Com o uso dos remédios apropriados periodicamente,
é mais fácil proteger seu bichinho do perigo dos vermes

Filhotes merecem atenção redobrada na vermifugação

(Reportagem: Catarina Eiko | Foto: Divulgação)

Os animais estão freqüentemente expostos a verminoses. Muito comum entre cães e gatos, as formas de contaminação são várias e de situações corriqueiras, uma vez que eles têm como hábito ingerir ou lamber objetos, com a possibilidade de conter formas imaturas dos vermes.

Existem, porém, modos de transmissão mais específicos. O animal, ao ingerir uma pulga, seja pelo hábito de se lamber, seja de se coçar com a boca, pode engolir o verme chamado Dipylidium. Já o Dirofilaria immitis, mais conhecido como “verme do coração”, é transmitido por picadas de mosquitos infectados, que se alimentam de sangue.

Os vermes podem prejudicar também a saúde dos homens, com doenças como a do “bicho geográfico”, que é transmitida pela penetração de larvas na pele, por meio do contato direto com solo arenoso e úmido, com fezes de cães ou gatos infectados. Os sintomas são coceira, vermelhidão e lesões que lembram as linhas de um mapa.

Sinais
No animal, sintomas como diarréias, vômitos, pelagem sem brilho (em filhotes) e esfregar o traseiro constantemente no chão são sinais de que é necessário procurar o veterinário.

Diagnosticada a doença, deve-se recorrer ao processo de vermifugação. Há vários vermífugos para combater o problema; o mais comum é por via oral em comprimido ou líquido.

Procedimento
Duas semanas após o nascimento do filhote, já é seguro iniciar o processo e repeti-lo na 3ª, na 6ª e na 9ª semana de vida. Além disso, a mãe também deve ser vermifugada, antes de dar cria e enquanto o filhote ainda se encontrar junto a ela, pois a placenta e o leite materno podem transmitir vermes. O animal adulto deve ser vermifugado ao menos duas vezes ao ano, ou conforme orientação do veterinário.
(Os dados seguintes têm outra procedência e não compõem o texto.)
PR #1392, opened 2026-04-26
fix(agent): reject unsafe UITARS coordinate expressions

### LINKED ISSUE #1953: Arbitrary code execution: UITARS coordinate string passed to eval() in convert_to_computer_actions
### Summary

As vermifugações devem ser periódicas, pois elas não protegem o animal contra reinfestações e deve ocorrer em todos os animais da residência. “Animais que moram ou freqüentam regiões em que há incidência da Dirofilariose [verme do coração], devem receber vermífugos que contenham substâncias microfilaricidas”, alerta a veterinária Luciana Angelo de Lima, do laboratório Ceva Vetbrands.

 
Sugestões da veterinária

Para o controle de vermes redondos, como o Ancylostoma caninum, usa-se o Pamoato de Pirantel, o Febantel e o Oxantel. Esses ativos podem ser utilizados isoladamente ou associados, pois, apesar de atuarem contra a mesma classe de vermes, possuem mecanismos de ação diferentes, sendo benéfica a associação, principalmente nos casos de resistência.

Caso o animal esteja contaminado com mais de um tipo de verme, deverá se optar por uma associação de ativos eficazes contra os tipos apresentados. Mas vale lembrar que só um veterinário poderá fazer o correto diagnóstico da verminose, com exames próprios, e indicar o melhor vermífugo para cada animal.